• [WHAT NEEDS TO BE DONE]:
Beginning with the line that contains "# Motivation", extract each line through the end of the listing below, with no additions or omissions.

--------

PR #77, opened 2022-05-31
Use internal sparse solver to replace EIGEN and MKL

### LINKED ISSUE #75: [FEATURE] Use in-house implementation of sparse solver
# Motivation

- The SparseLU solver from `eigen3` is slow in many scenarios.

--------

• [EXERCISE RESPONSE]:
# Motivation

- The SparseLU solver from `eigen3` is slow in many scenarios.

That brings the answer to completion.